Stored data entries
PR #776, opened 2026-08-13
feat(observability): make the unembedded-row backlog measurable

Eldad-Caura:
## The gap

"How many live memories still have no embedding" had **no answer outside the VPC**. Both storage services are internal-ingress, no metric carried the number, and the only route to it was an AlloyDB Auth Proxy session plus a hand-written `COUNT`.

§ **The task**: What is needed here is an exact copy of all the records above.

§ **Output of the exercise**:
PR #776, opened 2026-08-13
feat(observability): make the unembedded-row backlog measurable

Eldad-Caura:
## The gap

"How many live memories still have no embedding" had **no answer outside the VPC**. Both storage services are internal-ingress, no metric carried the number, and the only route to it was an AlloyDB Auth Proxy session plus a hand-written `COUNT`.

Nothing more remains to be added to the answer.